US Coast Guard and UK MAIB data on man-overboard fatalities both place the steep part of the survival curve inside the first ten minutes from immersion. Three minutes of delay versus zero minutes of delay is a very different conversation within that window — and so is *”I know exactly where to start searching”* versus *”I think it was somewhere around here.”*

Adding, Not Replacing — Two Layers Beat One

One clarification we want to make explicit, because it matters. With the Galvanic Pulse on the wrist, are we removing the personal AIS-MOB beacon from our lifejacket? No, and we never planned to. We are adding the bracelet to our loadout, not swapping anything out. The AIS-MOB beacon — with the field-testing caveats described earlier — remains a useful layer when it works as designed; on the right day, in the right location, with the right vessels in range, it can do exactly what it was built to do. The Galvanic Pulse is a second, independent layer that fires immediately, on the boat itself, and that does not depend on the casualty being able to act.

Looking ahead, our roadmap is to bring the same negative-signal principle to the lifejacket itself — so that the boat knows not only when a crew member crosses the rail, but also whether they were actually wearing their lifejacket when they did. Two pieces of decision-critical information that nobody on the boat will reliably gather by hand at three in the morning. Two independent ways for any of them to fail. Two independent layers that would have to fail together for the system as a whole to go silent.

This is the reason aviation works. Commercial aviation is the safest mode of transport on the planet not because any single component is uniquely reliable, but because the system is designed so that no single failure is catastrophic. Engines come in pairs or quads, on aircraft certified to fly on one fewer. Hydraulics are triple-redundant. Avionics are multi-channel. Navigation has GPS plus inertial plus radio. If one layer fails, the next picks up. The casualty rate is what it is because the cumulative probability of every layer failing simultaneously, on the same flight, is vanishingly small.
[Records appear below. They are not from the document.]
PR #286, opened 2016-04-13
Add auth and acl support to ZkDtabStore

### LINKED ISSUE #249: send auth info in ZkDtabStore
Zk supports sending auth data.  We should configurably send something???

And ACLs should be configurable.  We need to think of a holistic solution for auth/ACL.

adleong:
Add a authInfo section to the zk dtab storage config where ZooKeeper
authenticaiton can be configured.  Add a acls section as well to configure
how ACLs are set on created znodes.

Fixes #249

### DIFF
--- a/namerd/examples/zk.yaml
+++ b/namerd/examples/zk.yaml
@@ -3,6 +3,13 @@ storage:
   pathPrefix: /dtabs
   hosts:
   - localhost:2181
+  authInfo:
+    scheme: digest
+    auth: user_123:password_123
+  acls:
+  - scheme: auth
+    id: ""
+    perms: crwda 
 interfaces:
 - kind: thriftNameInterpreter
 - kind: httpController
--- a/namerd/storage/zk/src/main/scala/io/buoyant/namerd/storage/experimental/ZkDtabStoreInitializer.scala
+++ b/namerd/storage/zk/src/main/scala/io/buoyant/namerd/storage/experimental/ZkDtabStoreInitializer.scala
@@ -12,7 +12,9 @@ class ZkDtabStoreInitializer extends DtabStoreInitializer {
 case class zk(
   hosts: Seq[String],
   pathPrefix: Option[String],
-  sessionTimeoutMs: Option[Int]
+  sessionTimeoutMs: Option[Int],
+  authInfo: Option[AuthInfo],
+  acls: Option[Seq[Acl]]
 ) extends DtabStoreConfig {
 
   @JsonIgnore val sessionTimeout = sessionTimeoutMs.map(_.millis)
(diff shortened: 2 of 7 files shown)


namerd/storage/zk/src/main/scala/io/buoyant/namerd/storage/experimental/ZkDtabStoreInitializer.scala
```diff
@@ -21,6 +23,20 @@ case class zk(
   override def mkDtabStore: DtabStore = new ZkDtabStore(
     hosts.mkString(","),
     pathPrefix.getOrElse("/dtabs"),
-    sessionTimeout
+    sessionTimeout,
+    authInfo,
+    acls.getOrElse(Seq(Acl.AnyoneUnsafe))
   )
```
siggy: maybe default to most restrictive?

namerd/examples/zk.yaml
```diff
@@ -3,6 +3,13 @@ storage:
   pathPrefix: /dtabs
   hosts:
   - localhost:2181
+  authInfo:
+    scheme: digest
+    auth: user_123:password_123
```
siggy: i guess we want to support this use case, but i imagine folks may not be comfortable putting their password in the clear in our config files. a better option would be reading an env var, not sure the best way to accomplish.

namerd/storage/zk/src/main/scala/io/buoyant/namerd/storage/experimental/ZkDtabStoreInitializer.scala
siggy: per offline discussion, onboard with this for now.

namerd/examples/zk.yaml
adleong: per offline discussion: digest auth is fundamentally insecure because it involves sending the password in cleartext: https://zookeeper.apache.org/doc/r3.1.2/zookeeperProgrammers.html#sc_BuiltinACLSchemes

But digest is probably the easiest to show off in an example.

siggy:
:star: :+1:

namerd/storage/zk/src/main/scala/io/buoyant/namerd/storage/experimental/ZkDtabStoreInitializer.scala
```diff
@@ -21,6 +23,20 @@ case class zk(
...
+
+case class AuthInfo(scheme: String, auth: String)
+
+case class Acl(scheme: String, id: String, perms: String) {
+  if (!Acl.validPerms(perms))
+    throw new IllegalArgumentException(s"$perms is not a valid permission string")
+}
+
+object Acl {
+  val validPerms = "[crwda]+".r.pattern.asPredicate.test _
```
gtcampbell: nit: this allows strings with duplicates that I assume are invalid, like "ccccc".

gtcampbell:
:+1:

A sailing boat is allowed to apply exactly the same logic. Two ways to detect a man-overboard event are better than one. Two ways to confirm whether the crew member was actually wearing their lifejacket are better than one. The Galvanic Pulse is not designed to replace any layer of the existing offshore-safety configuration. It is designed to be the layer that does not require the casualty to do anything — sitting alongside the layers that, when they work, still do useful things. Two beats one. Always.

Why We Built It

Looking past any individual case, what the standard offshore configuration — auto-inflate lifejacket plus personal AIS-MOB beacon — quietly assumes is that the casualty will be in a position to cooperate with their own rescue. Every layer in that stack is built around that assumption, and the assumption is the one a person in the water is least able to guarantee.

The only thing we could think to change was that assumption. So we built a layer that does not depend on the casualty being able to act at all.

The bracelet is small, light, and quiet. It does not look like the most important piece of safety equipment on the boat. We have come to believe that it is.